Mientras se desvestía, la sensación de no estar sola se fue apoderando de ella. De repente, la bombilla del techo comenzó a parpadear y la habitación quedó a oscuras. De nuevo una respiración entrecortada y jadeante acarició su cuello. Por un momento se fijaron en su mente las imágenes de aquellas mujeres desnudas y mutiladas, sobre enormes charcos de sangre. Se levantó aterrorizada y se protegió tras el sillón de la ropa, empujando contra la pared su espalda, empapada en sudor.
—¿Quién hay ahí? Responda, ¿qué quiere de mí? —gritó, en mitad de la oscuridad.
La luz parpadeó de nuevo durante dos o tres segundos. Entre sombras pudo reconocer la silueta de aquel hombre bajo el marco de la puerta del baño. Había tenido poca relación con él. Solo una visita a la prisión para hacerle un par de preguntas, que nunca obtuvieron respuesta.

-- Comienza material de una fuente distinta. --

PR #8042, opened 2021-04-01
Add filter options to monaco image editor

livcheerful:
fixes https://github.com/microsoft/pxt-arcade/issues/3384

- don't show the filter button if the filter option isn't there
- add filter to the field editor option for monaco 

The issue is tags weren't being populated in monaco, adding the option fixes it

### DIFF
--- a/pxteditor/monaco-fields/field_sprite.ts
+++ b/pxteditor/monaco-fields/field_sprite.ts
@@ -57,7 +57,7 @@ namespace pxt.editor {
                 initWidth: 16,
                 initHeight: 16,
                 blocksInfo: this.host.blocksInfo(),
-                filter: ""
+                filter: " "
             };
         }
     }
--- a/pxteditor/monaco-fields/field_sprite.ts
+++ b/pxteditor/monaco-fields/field_sprite.ts
@@ -57,7 +57,7 @@ namespace pxt.editor {
                 initWidth: 16,
                 initHeight: 16,
                 blocksInfo: this.host.blocksInfo(),
-                filter: "!tile !dialog !background"
+                filter: ""
             };
         }
     }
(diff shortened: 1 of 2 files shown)


pxteditor/monaco-fields/field_sprite.ts
```diff
@@ -56,7 +56,8 @@ namespace pxt.editor {
             return {
                 initWidth: 16,
                 initHeight: 16,
-                blocksInfo: this.host.blocksInfo()
+                blocksInfo: this.host.blocksInfo(),
+                filter: "!tile !dialog !background"
```
jwunderl, line 60: does this remove these from the gallery entirely? If it removes them completely it would make these inaccessible in text which isn't good (particularly for tile, the others are a bit rarely used)

livcheerful: oh yeah you're right. I'll just remove the filter and give it a whirl

webapp/src/components/ImageFieldEditor.tsx
```diff
@@ -51,7 +51,8 @@ export class ImageFieldEditor<U extends pxt.Asset> extends React.Component<Image
             currentView: "editor",
             headerVisible: true,
             filterOpen: false,
-            gallerySelectedTags: []
+            gallerySelectedTags: [],
+            galleryFilter: " "
```
jwunderl, line 55:
```suggestion
            galleryFilter: ""
```

Just for cleanliness, no need to have it be truthy here I think.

Aquel día, su mirada amenazadora y una sonrisa inerte, que la atravesaron como un puñal helado, fueron las únicas respuestas.
Más de veinte minutos permaneció acurrucada tras el sillón, en la más absoluta oscuridad. ¿Por qué extraña razón había aceptado el caso del asesino de mujeres? ¿Si estaba en prisión, cómo había podido reconocerlo entre las sombras del cuarto de baño?
Pasados unos minutos, la luz volvió. Laura, aterrorizada, descolgó el teléfono y comprobó que no tenía línea. Esparcidas sobre la moqueta, las fotografías de las mujeres asesinadas reflejaban el horror de unos crímenes cometidos sin escrúpulos. Habían aparecido decapitadas y, en cada uno de los cuerpos, en lugar de la cabeza había una fotografía a tamaño natural del rostro de la próxima víctima.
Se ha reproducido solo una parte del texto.